Talking Past Each Other

I have really been enjoying the opportunity to have conversations with candidates for the Legislature. I am learning a lot, not only about the candidates themselves but about the unique challenges each of Idaho’s 35 districts face.

One thing I’ve learned is that few people on either side of the divide in the Idaho GOP truly understand each other.

For the sake of brevity I’ll refer to the two factions as conservative and establishment, though I know it’s more complicated than that.

Conservatives believe every establishment figure is a progressive leftist who only runs as a Republican because it’s an easier path to victory. They believe that compromising on social issues and continuing to expand the size and scope of government will inevitably turn Idaho blue, just like California and Colorado.

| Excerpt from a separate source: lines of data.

PR #3130, opened 2026-08-13
[Unpublishing] feat(studio): live status badges, publish/unpublish UX, and dashboard status filter

Ssatu:
### 📊 PR diff breakdown

|---|---|---|---|
| ⚙️ App | 47 | +2867 | -648 |
| 🧪 Test | 13 | +1740 | -24 |
| 📄 Doc | 0 | +0 | -0 |
| 🚫 Ignore | 0 | +0 | -0 |

Based on `remove-autogen`.

## Problem

This branch started as a single Live/Not-Live dashboard filter, but grew to cover the rest of the "status" surface area that was left dangling once unpublishing existed as a real state: the dashboard and editing views had no consistent way to show Live/Draft/Scheduled status, the publish and unpublish flows were two independently-built modal trees with drifting copy, and there was no guard against unpublishing a folder/collection landing page out from under still-live descendants (or moving a published page into a container that's about to go dark).

## Solution

**Status badges (dashboard + editing view)**
- Added a shared `LiveStatusBadges`/`HasDraftIndicator` pair and standardized every place that showed live/draft/scheduled state (dashboard resource table, root page row, index page row, page editing view) onto it, replacing several one-off `Badge`/`BadgeLeftIcon` implementations.
- `liveTemplate` (a Folder/Collection whose own landing page isn't published but has a live descendant) now visually reads as "Published", same as `live` — no separate pip.
- Added a `lastPublishedAt` correlated subquery (`resource.service.ts`) intended to back a "Last published on …" tooltip on the badge — data plumbing only; not yet wired up to `LiveStatusBadges` or any other component, so the badge itself currently has no such tooltip.
- Fixed a `Tooltip`-positioning bug (design-system `Badge` doesn't forward refs) and a stale-cache bug where dashboard live-status queries didn't refresh after publishing.

**Dashboard status filter**
- Added a multi-select status filter (Published / Unpublished / Scheduled to publish / Scheduled to unpublish / Has draft) to the dashboard resource table, replacing the single Live/Not-Live filter this PR started with.
- Fixed "Clear filter" rendering as permanently disabled, and added a filter-aware empty state ("No pages match X. Try a different filter." + Clear filter link).

**Publish/unpublish UX**
- `EditingLockedOverlay`'s Publish/Unpublish Now and Cancel Schedule actions now open real confirmation modals instead of acting immediately.
- Merged the previously-separate publish and unpublish modal trees (`PublishModal`/`PublishOptionsInput`/`ScheduledPublishDetails` and `UnpublishModal`/`UnpublishOptionsInput`/`UnpublishDateTimeFields`) into one shared `PublishOrUnpublishModal` (+ `ActionOptionsInput`/`ScheduleDateTimeFields`/`ScheduleBanner`), so the publish and unpublish flows are the same UI end to end. Removed the now-redundant `QuickSelectTimeSection`.
- Added a "Can't unpublish this folder/collection yet" informational modal for when unpublishing a container's landing page would strand other published descendants, with a "Go to folder/collection" shortcut.
- Added a read-only `resource.getMoveLockInfo` query mirroring the `move` mutation's existing unpublish-lock check, so the Move modal warns as soon as a destination is picked instead of only after "Move here" errors out.

## Breaking Changes

## Features

- Live/Draft/Scheduled status badges, consistent across the dashboard and editing views.
- Multi-select status filter (with filter-aware empty state) on the dashboard resource table.
- Confirmation modals for all four Publish/Unpublish Now and Cancel Schedule actions.
- A single shared publish/unpublish modal instead of two parallel implementations.
- A blocking modal when unpublishing a folder/collection landing page would strand live descendants.
- Early warning (on destination select, not just on submit) when moving a page into a container scheduled to unpublish.

## Tests

- `resource.router.test.ts`: status filter option combinations, `getMoveLockInfo` (unauthenticated, blocked/unblocked/root-destination cases).
- `folder.router.test.ts`: unpublish-block info surfaced via `folder.getIndexpage`.
- `schedule.test.ts`: schedule schema coverage.

- [ ] On the dashboard, toggle the Status filter through each option and confirm the table and empty state update correctly, and that Clear filter re-enables/works.
- [ ] From the editing view, trigger each of Publish Now, Unpublish Now, Cancel Scheduled Publish, and Cancel Scheduled Unpublish and confirm the right confirmation copy shows and the action completes.
- [ ] Attempt to unpublish a folder/collection's landing page while another page inside it is still live; confirm the blocking modal appears and "Go to folder/collection" navigates correctly.
- [ ] Attempt to move a published page into a folder/collection scheduled to unpublish; confirm the warning appears as soon as the destination is selected.
- [ ] Confirm a Folder/Collection with a live descendant but no published landing page of its own shows "Published" (not a separate "Live · Template" pip).

## Out of scope

Folder/collection unpublish/scheduling business logic itself (covered in `pr5-scheduled-unpublish`), any further status-badge redesign beyond consolidating existing implementations.

This PR consolidates live, draft, and scheduled status presentation while introducing unified publish and unpublish workflows.
- Adds shared status badges and a composable dashboard status filter.
- Unifies immediate and scheduled publish/unpublish confirmation interfaces.
- Blocks unsafe container unpublishing and warns before moves into containers scheduled to go offline.
- Refreshes affected dashboard and editing queries after publication-state changes.
</details>

The PR appears safe to merge.

No blocking failure remains.
</details>

| Filename | Overview |
|----------|----------|
| apps/studio/src/server/modules/resource/resource.service.ts | Implements composable status filtering and correctly derives container draft and schedule state from child IndexPages. |
| apps/studio/src/server/modules/resource/resource.router.ts | Returns filtered resources with consistent status metadata and a total count computed over the same predicate. |
| apps/studio/src/features/editing-experience/components/PublishOrUnpublishModal/PublishOrUnpublishModal.tsx | Consolidates immediate and scheduled publishing actions into a shared modal workflow. |
| apps/studio/src/features/editing-experience/components/PageMoreActionsButton.tsx | Adds unpublish and schedule-cancellation actions with descendant-aware blocking behavior. |
| apps/studio/src/features/dashboard/components/ResourceTable/ResourceTable.tsx | Integrates multi-select status filtering, filtered pagination totals, shared badges, and filter-aware empty states. |

</details>

```mermaid
sequenceDiagram
    actor Editor
    participant Studio as Studio UI
    participant API as tRPC API
    participant Domain as Resource/Page Service
    participant DB as Database

    Editor->>Studio: Select publish or unpublish action
    Studio->>API: Load page and descendant status
    API->>Domain: Resolve publication constraints
    Domain->>DB: Read page, schedule, and descendant state
    DB-->>Domain: Current state
    Domain-->>API: Action availability / blocking information
    API-->>Studio: Show confirmation or blocking modal
    Editor->>Studio: Confirm allowed action
    Studio->>API: Publish, unpublish, or schedule
    API->>Domain: Apply state transition
    Domain->>DB: Persist publication state
    API-->>Studio: Success
    Studio->>Studio: Refresh page and dashboard status queries
```
</details>

<sub>Reviews (3): Last reviewed commit: ["fix(studio): container-aware status filt..."](https://github.com/opengovsg/isomer/commit/06e24193b88d494aacfc104ac2b8f7ff8bbcd75c) | [Re-trigger Greptile](https://app.greptile.com/api/retrigger?id=59443458)</sub>


apps/studio/src/components/Datatable/EmptyTablePlaceholder.tsx
```diff
@@ -20,7 +29,20 @@ export const EmptyTablePlaceholder = ({
...
+              <>
+                <NoSearchResultSvgr mb="0.5rem" />
+                <Text textStyle="subhead-4">No {entityName}s found.</Text>
+                <Text textStyle="body-2">
+                  No {entityName}s match "{activeFilterLabels.join(", ")}". Try
+                  a different filter.
+                </Text>
+                <Link textStyle="body-2" onClick={onClearFilter}>
+                  Clear filter
+                </Link>
```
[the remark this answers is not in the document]
dcshzj: @Ssatu think this is a valid point, can consider changing this to a Button and a clear variant (or link variant but I think not that appropriate here)

apps/studio/src/server/modules/resource/resource.service.ts
```diff
@@ -103,6 +108,128 @@ export const applyResourceOrderBy = <O>(
...
+                eb("Resource.scheduledAction", "=", ScheduledAction.Publish),
+              ]),
+            ])
+          case "scheduledToUnpublish":
+            return eb.and([
+              eb("Resource.scheduledAt", "is not", null),
+              eb("Resource.scheduledAction", "=", ScheduledAction.Unpublish),
+            ])
+          case "hasDraft":
+            return eb("Resource.draftBlobId", "is not", null)
```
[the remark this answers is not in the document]
Ssatu: Fixed — the scheduled/draft filters were reading the container's own row, but that state lives on its IndexPage child. Extended the same container-aware pattern the live/notLive filter already used to cover hasDraft/scheduledToPublish/scheduledToUnpublish too, and the dashboard badges now pull from the IndexPage as well. See 06e24193b.

apps/studio/src/components/Datatable/EmptyTablePlaceholder.tsx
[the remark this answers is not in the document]
Ssatu: Good catch, fixed — swapped it for a Button with the link variant so it's keyboard-reachable and doesn't fake-navigate. Thanks for catching this @dcshzj

apps/studio/src/features/editing-experience/components/EditingLockedOverlay/EditingLockedOverlay.tsx
```diff
@@ -0,0 +1,121 @@
...
+  const cancelScheduleDisclosure = useDisclosure()
+
+  if (!currPage.scheduledAt || !currPage.scheduledAction) {
+    return null
+  }
+
+  const { verb, actionLabel } = COPY[currPage.scheduledAction]
+  const isScheduledToPublish =
+    currPage.scheduledAction === ScheduledAction.Publish
+
```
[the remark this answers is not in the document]
Ssatu: Confirmed, fixed — now defaults scheduledAction to Publish when null, same as PublishButton/PageMoreActionsButton, so legacy scheduled-publish pages lock correctly.

apps/studio/src/features/editing-experience/components/PublishOrUnpublishModal/ScheduleBanner.tsx
```diff
@@ -0,0 +1,62 @@
...
+        ) : (
+          <>
+            This page will become unpublished between{" "}
+            <Text display="inline" textStyle="subhead-2">
+              {format(scheduledAt, "h:mm")} –{" "}
+              {format(
+                add(scheduledAt, { minutes: UNPUBLISH_WINDOW_MINUTES }),
+                "h:mm a",
+              )}
+            </Text>
```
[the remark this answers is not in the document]
Ssatu: Fixed, added the AM/PM suffix to the start time too.

apps/studio/src/features/dashboard/components/ResourceTable/ResourceFilterMenu.tsx
```diff
@@ -0,0 +1,129 @@
...
+
+import { RESOURCE_TABLE_STATUS_FILTER_OPTIONS } from "./constants"
+
+// Decorative only — the surrounding Menu.Item's onClick drives the actual
+// toggle. Drawn as a raw SVG (matching Figma's checkbox glyph exactly)
+// rather than the design system's Checkbox component, since that
+// component's own label/container padding doesn't collapse to zero even
+// with no label — it was eating into the row's width and wrapping the
+// longer option labels onto two lines.
+const FilterCheckbox = ({ isChecked }: { isChecked: boolean }) => (
```
dcshzj: question: can I understand a bit more on this? Was the `sx` prop able to remove the extra padding?

apps/studio/src/features/dashboard/components/ResourceTable/ResourceTable.tsx
```diff
@@ -64,42 +82,45 @@ export const ResourceTable = ({
 }: ResourceTableProps): JSX.Element => {
   const [sortOption, setSortOption] =
     useState<ResourceOrderByOption>("updated-desc")
+  const [statusFilter, setStatusFilter] = useState<
+    ResourceStatusFilterOption[]
```
dcshzj, line 85: suggestion: would using a `Set` be easier here?

apps/studio/src/components/HasDraftIndicator.tsx
```diff
@@ -0,0 +1,29 @@
+import { Box, Text, Tooltip } from "@chakra-ui/react"
+import { Badge, BadgeLeftIcon } from "@opengovsg/design-system-react"
+import { BiSolidCircle } from "react-icons/bi"
+
+interface HasDraftIndicatorProps {
+  draftBlobId: string | null
+}
+
+export const HasDraftIndicator = ({
```
dcshzj: super nit: we can name this as just `DraftIndicator`, the `Has` part indicates that it is a boolean rather than an actual component

apps/studio/src/features/editing-experience/components/PublishOrUnpublishModal/PublishOrUnpublishModal.tsx
```diff
@@ -0,0 +1,401 @@
...
+    Promise.all([
+      utils.page.readPage.refetch({ pageId, siteId }),
+      utils.site.getLocalisedSitemap.invalidate({
+        resourceId: pageId,
+        siteId,
+      }),
+      // Publishing/unpublishing changes this resource's liveStatus, which the
+      // dashboard tables/index-page row derive from — refresh whichever of
+      // these is currently mounted (folder, collection item list, or index
+      // page).
```
dcshzj, line 113: super nit: I think this comment can remove, self-explanatory

apps/studio/src/features/editing-experience/components/PublishOrUnpublishModal/PublishOrUnpublishModal.tsx
```diff
@@ -0,0 +1,401 @@
...
+    trpc.page.schedulePage.useMutation({
+      onSettled: () => {
+        void invalidateAfterMutation()
+        onClose()
+      },
+      onSuccess: () => {
+        fireContentEditSurveyEvent(PUBLISHED_AFTER_EDITING_EVENT)
+        toast({
+          status: "success",
+          title: "Page scheduled successfully",
```
dcshzj, line 162: nit: should we be more specific on this copy that it is a scheduled publish to distinguish it from the unpublish variant?

apps/studio/src/features/editing-experience/components/PublishOrUnpublishModal/PublishOrUnpublishModal.tsx
```diff
@@ -0,0 +1,401 @@
...
+            : "Failed to schedule page unpublish. Please contact Isomer support.",
+        ...BRIEF_TOAST_SETTINGS,
+      })
+    },
+  })
+
+  const isSubmitting =
+    action === "publish"
+      ? isPublishingNow || isSchedulingPublish
+      : isUnpublishingNow || isSchedulingUnpublish
```
dcshzj: super nit: this is an overall OR condition, so I think we can lump everything together:

```javascript
const isSubmitting = isPublishingNow || isSchedulingPublish || isUnpublishingNow || isSchedulingUnpublish
```

apps/studio/src/features/editing-experience/components/PublishOrUnpublishModal/ScheduleDateTimeFields.tsx
```diff
@@ -0,0 +1,105 @@
...
+      <FormControl isInvalid={!!errors[dateField]} flexGrow={1}>
+        <FormLabel isRequired>Date</FormLabel>
+        <Controller
+          name={dateField}
+          control={control}
+          render={({ field }) => (
+            <DatePicker
+              {...field}
+              size="sm"
+              shouldSetDateOnTodayButtonClick={true}
```
dcshzj: super nit: can drop `={true}` part since the existence of the prop is truthy

apps/studio/src/features/editing-experience/components/PublishOrUnpublishModal/PublishOrUnpublishModal.tsx
```diff
@@ -0,0 +1,401 @@
...
+
+  // Validate the schedule form as it changes so the info banner can be shown
+  // once it's complete. Do NOT use trigger() since that surfaces error messages.
+  useEffect(() => {
+    const validateForm = () => {
+      setIsScheduleValid(schema.safeParse(methods.getValues()).success)
+    }
+    const subscription = methods.watch(() => validateForm())
+    return () => subscription.unsubscribe()
+  }, [methods, schema])
```
dcshzj: suggestion: we can probably derive `scheduledAt` directly from `schema.safeParse(methods.watch())` during render, which would remove the effect, `isScheduleValid` state, and duplicate date/time assembly while preserving when validation errors are shown. Something like this:

```
const result = schema.safeParse(methods.watch())
const scheduledAt = result.success ? result.data.scheduledAt : null
```

apps/studio/src/features/editing-experience/components/EditingLockedOverlay/EditingLockedOverlay.tsx
```diff
@@ -0,0 +1,123 @@
...
+  },
+}
+
+const SuspendableEditingLockedOverlay = ({
+  pageId,
+  siteId,
+}: EditingLockedOverlayProps): JSX.Element | null => {
+  const [currPage] = trpc.page.readPage.useSuspenseQuery({ pageId, siteId })
+  const actionDisclosure = useDisclosure()
+  const cancelScheduleDisclosure = useDisclosure()
```
dcshzj, line 38: super nit: we deconstruct the disclosure directly here, so it becomes something like this:

```
const {
  isOpen: isActionModalOpen,
  onOpen: onActionModalOpen,
  onClose: onActionModalClose
} = useDisclosure()
```

apps/studio/src/features/editing-experience/components/PageMoreActionsButton.tsx
```diff
@@ -0,0 +1,212 @@
...
+                action="unpublish"
+                pageId={pageId}
+                siteId={siteId}
+                hasDraftChanges={currPage.draftBlobId !== null}
+                containerType={
+                  isIndexPage ? parentIndexPageInfo?.parentType : undefined
+                }
+                {...unpublishModalDisclosure}
+              />
+            )}
```
dcshzj, line 118: question: do you need to force a re-render? Otherwise would be more performant if we just pass in the `isOpen` as a prop rather than doing conditional rendering

apps/studio/src/features/editing-experience/components/MoveResourceModal/MoveResourceModal.tsx
```diff
@@ -179,6 +192,12 @@ const MoveResourceContent = withSuspense(
               existingResource={movedItem ?? undefined}
               onChange={(resourceId) => setCurResourceId(resourceId)}
             />
+            {isMoveBlocked && (
+              <Infobox variant="warning" size="sm" w="full">
+                This destination (or a folder/collection above it) is scheduled
+                to be unpublished, so a published page can't be moved here.
+              </Infobox>
+            )}
```
dcshzj, line 200: praise: I think this is a good catch on a potential edge case, thanks for being so thorough!

apps/studio/src/features/editing-experience/components/PageMoreActionsButton.tsx
```diff
@@ -0,0 +1,212 @@
...
+                              flexShrink={0}
+                              isDisabled={
+                                !!disabledReason || isBlockInfoLoading
+                              }
+                              isLoading={isBlockInfoLoading}
+                              leftIcon={<Icon as={BiHide} boxSize="1rem" />}
+                              onClick={() => {
+                                onClose()
+                                if (isBlockedByLiveDescendants) {
+                                  cantUnpublishModalDisclosure.onOpen()
```
dcshzj, line 201: question: clarifying my understanding here, due to how we derive `isBlockedByLiveDescendants`, we are intentionally not allowing users to schedule unpublish the landing page, even if the descendants have a scheduled unpublish?

apps/studio/src/server/modules/resource/resource.service.ts
```diff
@@ -103,6 +108,194 @@ export const applyResourceOrderBy = <O>(
...
+const CONTAINER_TYPES = [ResourceType.Folder, ResourceType.Collection]
+
+// Folder/Collection ids that count as each status tag, derived from the same
+// child-status map the Status column badges use — see getChildLiveStatusMap.
+// A container is "live" (whether fully live or just live-template) iff
+// something in its subtree is published; otherwise it's "not live". The
+// scheduled/draft tags key off the container's own IndexPage child, since
+// that's the only place a Folder/Collection's schedule/draft state actually
+// lives.
+export const splitContainerIdsByStatus = (
```
dcshzj, line 156: suggestion: I think this function does the job, but it is a bit hard to read and reason about. Can consider hand-writing this so that it is easier for a human to understand how each ID lands on each individual bucket.

apps/studio/src/server/modules/resource/resource.service.ts
```diff
@@ -1245,6 +1438,163 @@ export const assertResourceNotLive = async (
...
+          resourceId === null ? "is" : "=",
+          resourceId,
+        )
+        .select([
+          "Resource.id",
+          "Resource.id as branchId",
+          sql<number>`0`.as("depth"),
+        ])
+        // `union` (not `unionAll`) dedupes rows so a malformed parent chain with
+        // a cycle can't drive the recursion forever.
```
dcshzj: question(non-blocking): sorry can explain this? We have app-level guarantees that cycles do not form, and I think we can make a reasonable assumption that there won't be any cycles present

apps/studio/src/server/modules/resource/resource.router.ts
```diff
@@ -625,9 +632,39 @@ export const resourceRouter = router({
...
+      async ({
+        ctx,
+        input: { siteId, movedResourceId, destinationResourceId },
+      }) => {
+        await bulkValidateUserPermissionsForResources({
+          action: "read",
+          resourceIds: [
+            movedResourceId,
+            ...(destinationResourceId ? [destinationResourceId] : []),
+          ],
```
dcshzj, line 652: quiz: do you know why we need to validate resource IDs? Isn't it such that if someone has a collaborator role for the site, they can see everything?

apps/studio/src/server/modules/resource/resource.router.ts
```diff
@@ -714,8 +806,56 @@ export const resourceRouter = router({
...
+            scheduledAction: status?.indexPageScheduledAction ?? null,
+          } as const
+        })
+
+        const totalCount = rows[0]
+          ? Number(rows[0].totalCount)
+          : Number(
+              (
+                await query
+                  .clearOrderBy()
```
dcshzj, line 852: question(non-blocking): why do we need this if we are just counting the number of rows?

apps/studio/src/schemas/schedule.ts
```diff
@@ -49,6 +49,49 @@ export const schedulePublishClientSchema = basePageSchema
     }
   })
 
+/**
+ * This schema includes the unpublish date and time for the scheduled unpublication
+ */
+export const scheduleUnpublishClientSchema = basePageSchema
```
dcshzj, line 62: suggestion: I think this is almost a duplicate of `schedulePublishClientSchema`. Can combine the two of them in one, then expose the two separate schemas as aliases

apps/studio/src/features/editing-experience/components/EditingLockedOverlay/EditingLockedOverlay.tsx
```diff
@@ -0,0 +1,123 @@
...
+            scheduled time.
+          </Text>
+        </VStack>
+        <Flex gap="0.75rem">
+          <Button variant="reverse" onClick={actionDisclosure.onOpen}>
+            {actionLabel}
+          </Button>
+          <Button onClick={cancelScheduleDisclosure.onOpen}>
+            Cancel schedule
+          </Button>
```
dcshzj: issue: I think these buttons will also appear for editors? I don't think they should be able to see these buttons if they don't have the relevant permissions

apps/studio/src/components/HasDraftIndicator.tsx
Ssatu: agreed, will do so!

apps/studio/src/features/dashboard/components/ResourceTable/ResourceFilterMenu.tsx
Ssatu: thanks for catching this, overriding chakra's checkbox works for this and is much more maintainable than hand-rolling

will update it!

apps/studio/src/features/dashboard/components/ResourceTable/ResourceTable.tsx
Ssatu: good consideration! for me an array is sufficient since we have max 5 items in this list

amongst other stuff like needing to .map() over statusFilter/ convert to an array for tRPC serialization

apps/studio/src/features/editing-experience/components/EditingLockedOverlay/EditingLockedOverlay.tsx
Ssatu: thanks a lot for catching this! i forgot to consider conditional rendering for this component based on permissions (the BE would still catch but it would appear as an error toast rather than preventing the behaviour outright)

apps/studio/src/features/editing-experience/components/PageMoreActionsButton.tsx
Ssatu: valid qn, didn't look too deeply into this initially so thanks for raising this

after digging a bit I think we pay the re-render cost when the modal is open/closed then opened again which i feel is rare enough to accept as a tradeoff rather than manually managing the state of the form in the scheduling modal!

apps/studio/src/server/modules/resource/resource.router.ts
Ssatu: (commenting without consulting claude first 😆 ) when i was studying the RBAC setup in the codebase i noticed we used to consider the potential of extending our permissions checking to per-resource rather than per-site! i assume this is to support that

Ssatu: after claude enlightment: there's also a check for if the resourceId doesn't actually belong to the site 🫨

apps/studio/src/server/modules/resource/resource.router.ts
Ssatu: minor optimisation since counting doesn't need the orderby

apps/studio/src/server/modules/resource/resource.service.ts
Ssatu: agreed! took a while for me to understand this as well when i was reviewing it

will re-look it

apps/studio/src/server/modules/resource/resource.service.ts
Ssatu: i think this is a defensive guard in case anything breaks this invariant in future! but i agree that the risk is low, will remove this check

apps/studio/src/features/editing-experience/components/PageMoreActionsButton.tsx
Ssatu: great catch, it should allow scheduled unpublishing but disallow instant unpublishing (we didn't account for this flow in the UI design either) 

will update the branching logic and cook something up for the UI to represent this state correctly

Ssatu (commented):
Naming/Cleanup nits
- HasDraftIndicator → DraftIndicator (the "Has" implied a boolean, not a component)
- Dropped shouldSetDateOnTodayButtonClick={true} → just the prop name
- Flattened isSubmitting into one OR chain instead of an action-gated ternary

UI/component fixes
- ResourceFilterMenu's filter checkbox now reuses the design system's Checkbox style config instead of a hand-drawn SVG
- EditingLockedOverlay now wraps its publish/unpublish action buttons in a Can permission check — editors without the right permission no longer see actionable buttons on a locked/scheduled page

Schema cleanup
- schedulePublishClientSchema/scheduleUnpublishClientSchema: pulled shared validation/transform logic into helpers instead of duplicating it, while keeping each schema's shape concrete (a generic factory hit a Zod v4 typing wall)

Backend logic
- splitContainerIdsByStatus: rewritten with explicit if/else buckets instead of ternary chains, plus a clearer comment on why 5 independent id-lists are needed (dashboard filter checkboxes OR together, so a container can match multiple tags at once)
- Removed a redundant cycle-safety guard (.union() → .unionAll()) in getChildLiveStatusMap's recursive CTE, since the app already guarantees the resource tree can't cycle (enforced at move-time)

Real bug fix: scheduled-unpublish on folders/collections
- Previously, a folder/collection landing page couldn't be scheduled to unpublish if any descendant was currently live, even if that descendant already had its own unpublish scheduled.
- Added unschedulableDescendantCount (backend) to distinguish "blocked right now" from "blocked forever no matter what date you pick."
- PageMoreActionsButton now only hard-blocks scheduling when a descendant is truly unschedulable; otherwise it opens the schedule flow with a disabled "now" option and an explanatory reason.
- Updated CantUnpublishModal copy and PublishOrUnpublishModal/ActionOptionsInput to support disabling just the "now" choice.

Render-cycle simplification
- PublishOrUnpublishModal now derives scheduledAt directly from schema.safeParse(methods.watch()) during render, removing a separate useEffect + isScheduleValid state and the hand-rolled date/time reassembly — the schema's own transform already does that work.

apps/studio/src/components/Datatable/EmptyTablePlaceholder.tsx
```diff
@@ -1,14 +1,24 @@
 import { Flex, Stack, Td, Text, Tr } from "@chakra-ui/react"
```
dcshzj: test

apps/studio/src/components/HasDraftIndicator.tsx
dcshzj: Btw the file is still called HasDraftIndicator.tsx, so it needs a rename

apps/studio/src/features/editing-experience/components/PageMoreActionsButton.tsx
dcshzj: Makes sense yup, didn't look too deeply originally about this form state but that sounds like a valid trade-off.

apps/studio/src/server/modules/resource/resource.service.ts
dcshzj: Nice thanks! I think the updated code is a lot cleaner and easier to understand

apps/studio/src/server/modules/resource/resource.router.ts
dcshzj: Yup this is like one of those unopened roads that we built in case we need to swap to a full resource-based permissions model, although I think realistically it might be quite difficult to explain to users how such a permissions model would work, so up to debate if we want to remove it.

apps/studio/src/server/modules/resource/resource.router.ts
dcshzj: Ohhh makes sense, I read it the other way round where we were adding the ORDER BY.

dcshzj (approved):
Approving this first but trouble you to rename HasDraftIndicator.tsx to just DraftIndicator.tsx! The rest of the unresolved threads are good to have so leave it up to you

The establishment, on the other hand, believes every conservative is a radical libertarian extremist that is exaggerating social issues and fringe ideas to win political power. They worry that such extremism will drive regular voters away from the Republican Party, turning Idaho blue like California and Colorado.

In my conversations with conservatives, I’ve noticed that they are very concerned about high level political issues: election integrity, the loss of state and national sovereignty, fighting back against indoctrination of our children, the open southern border, and the weaponization of our government against dissidents.

In my conversations and observations of establishment figures, I’ve found that their priorities are more down to earth: water, transportation, growth, and taxes. They see the conservative priorities as distractions from what really matters to voters.

Establishment folks are much more willing to work together with actual leftists, both in the Legislature and the news media, while those groups will work with establishment Republicans against conservatives.

I think the big divide comes from differing opinions about what time it is in our country. If we are on the verge of a social revolution akin to the Civil War or the New Deal / WWII era, then we should be very concerned about elections, the weaponization of government, the national debt, etc. On the other hand, I would guess that establishment figures would say that folks on the right like the John Birch Society have been warning of just such a thing for more than half a century and it has not yet happened, so it’s unlikely to happen anytime soon.

If I could advise the establishment, I would say it’s time to start taking some of these things seriously. The transgender social contagion is very real, and scientific evidence is coming out about the irreversible damage our society is perpetrating on our children. When conservatives talk about stopping child gender mutilation or removing books that promote transgenderism from schools and libraries, it’s not a made-up problem.

I would also say that the weaponization of government is a big problem too. The federal government has been turned into an instrument of oppression against dissidents, which means anyone who opposes a totalitarian society. The Covid lockdowns demonstrated how far governments could go in depriving people of their rights under cover of a health emergency, so they will be developing new emergencies to continue expanding their power.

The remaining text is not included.